JACKSON, Miss. (WLBT) - Tuesday’s latest court filing cites nearly a dozen reasons why an attorney for Koch Foods believes the federal government illegally searched the company’s Morton facility in August during the largest single-day raid in U.S. history, and therefore cannot use anything obtained under that search in a future case against the company.
The filing comes amid public criticism toward the U.S. Attorney’s Office that neither employers nor key company officials have been charged in the weeks following that raid.
The 18-page memorandum, filed in support of Koch’s August 30 motion to suppress evidence obtained during last month’s raid, details why the company believes the search warrant was founded on suspicion, not probable cause as required by law.
“The affidavit supporting the search warrant executed at Koch Foods’ Processing Plant in Morton, Mississippi on Aug. 7, 2019, does not contain any evidence that Koch Foods knowingly employed persons lacking sufficient work authorization,” attorney Michael T. Dawkins wrote in the memo.
First, Dawkins contends that the search warrant was not obtained in good faith, writing that the affidavit is founded entirely on the presumption that, because undocumented workers -- who admitted to working at Koch Foods’ Morton facility -- had been deported by U.S. Immigration and Customs Enforcement officials in the past, “it should be assumed that Koch Foods must have known that they were hiring unauthorized workers.”
Dawkins also asserts that the U.S. government’s use of anonymous tips to establish probable cause “must be given particular scrutiny."
In the initial search warrant affidavit, Special Agent Anthony Todd Williams Jr. reported numerous anonymous tips suggested Koch Foods was knowingly hiring and employing illegal aliens, but stopped short of mentioning specific calls or other information to support that claim.

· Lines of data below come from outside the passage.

PR #3749, opened 2026-08-10
QVAC-23154 feat[bc]: one emotion and pace vocabulary across the tts-ggml engines

pratiknarola-t:

- `emotion` and `pace` meant different things on each engine, and were available in different places.
  Parler took them in the constructor and per call, CosyVoice3 only through its engine-specific
  `instruct` object, Supertonic not at all. An unsupported value was silently ignored rather than
  rejected.
- `tts-cpp 2026-08-10` ([registry #293](https://github.com/tetherto/qvac-registry-vcpkg/pull/293),
  [ext-lib #134](https://github.com/tetherto/qvac-ext-lib-whisper.cpp/pull/134)) removed
  `cosyvoice::EngineOptions::instruct_text` in favour of `default_controls`. `main` now carries both
  that floor and the one-line adaptation to it, landed by
  [#3751](https://github.com/tetherto/qvac/pull/3751), so this PR no longer touches `vcpkg.json`. It
  replaces that single `default_controls.instruct_text` assignment with the full `VoiceControls` the
  field was introduced to carry.

## 📝 How does it solve it?

- One vocabulary, owned by `tts-cpp/voice_controls.h`. Each engine declares the subset it supports and
  rejects the rest by name, so the error tells you that engine's set instead of listing nothing.
  Both layers validate: JS for a fast, engine-aware message, native as the authority.
- `emotion` / `pace` are set the same way everywhere: the constructor and `reload()` on every engine
  that supports them, plus per call wherever the engine can change the control mid-flight.
- CosyVoice3: gains per-call `VoiceControls`, and the whole of `opts.default_controls` is populated
  rather than only its `instruct_text`. It is trained on one instruction per synthesis, so engaging
  two controls throws instead of silently resolving by precedence. Only `pace: 'moderate'` engages
  nothing; every emotion, `neutral` included, carries its own trained instruction.
- Supertonic: gains `pace` as a factor on the checkpoint's own `default_speed`, so `moderate` is
  bit-identical to setting nothing. It conditions its engine when the engine is built, so that `pace`
  belongs in the constructor or `reload()`; a per-call one is rejected by name on both layers instead
  of being accepted and dropped. `speed` is untouched on Supertonic and Chatterbox.
- `reload()` is atomic: it snapshots what it may overwrite and restores it if anything throws, so a
  rejected value is never retained and a later partial reload is validated against the state the
  caller actually has.
- Audio8 supports neither control in `tts-cpp`, so it declares empty sets and rejects both by name,
  the same way Chatterbox does.

> `linux-x64-cpp-tests` still depends on [#3745](https://github.com/tetherto/qvac/pull/3745), which fixes
> a pre-existing LavaSR fixture collision that fails the gate on every `tts-ggml` PR.

## 🧪 How was it tested?

- Local build against the published port, no overlay: a clean `bare-make generate` resolves
  `tts-cpp[core,metal]:arm64-osx@2026-08-10#1`, and the addon plus its C++ tests link against it —
  that generate step is exactly what the prebuild matrix runs. `tts_ggml_tests`: 202 tests, 188
  passed, 14 skipped for absent real GGUFs, none failed.
- Overlay-port CI run against the merged `tts-cpp` pin before the registry published it
  ([run 31401452283](https://github.com/tetherto/qvac/actions/runs/31401452283)): 10-platform
  prebuild, `linux-x64-cpp-tests`, desktop + GPU integration on macOS / Linux / Windows, Android +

Another portion of the affidavit focuses on a 17-year period where ICE arrested approximately 144 undocumented workers who, at one time, worked at Koch Foods.
Williams maintained that high number meant the company was knowingly hiring unauthorized workers.
Dawkins said that number accounts for less than two percent of all employees hired under a similar time frame, calling the number “statistically insignificant.”
The memorandum also claims the government specifically excluded information that demonstrated Koch Foods had assisted ICE and the U.S. Attorney’s Office after discovering unauthorized workers at its facility in 2008, turning over results of its investigation to federal officials and cooperating with the U.S. Attorney’s Office for several months.
Another significant claim Williams stressed in the original affidavit was that Koch Foods had to know some of its employees were undocumented because some wore ankle monitoring devices part of ICE’s Alternative to Detention Program.
Dawkins responded by mentioning that ankle monitors can be used by a variety of law enforcement agencies -- not just ICE -- and supervisors “cannot engage in discriminatory behavior by questioning Hispanic employees about ankle monitors while ignoring ankle monitors worn by white and African-American employees.”
Dawkins maintains that the evidence obtained by federal agents -- including computer equipment and more than sixty boxes of miscellaneous documents, according to court documents -- should be returned to Koch Foods immediately under the Federal Rules of Criminal Procedure.
“If this search is allowed to stand, lawful businesses across the nation who legally hire immigrants are exposed to illegal searches founded on suspicion rather than probable cause,” Dawkins wrote in the motion.
Neither Koch Foods nor any company officials have been charged by the U.S. Attorney’s Office at this point.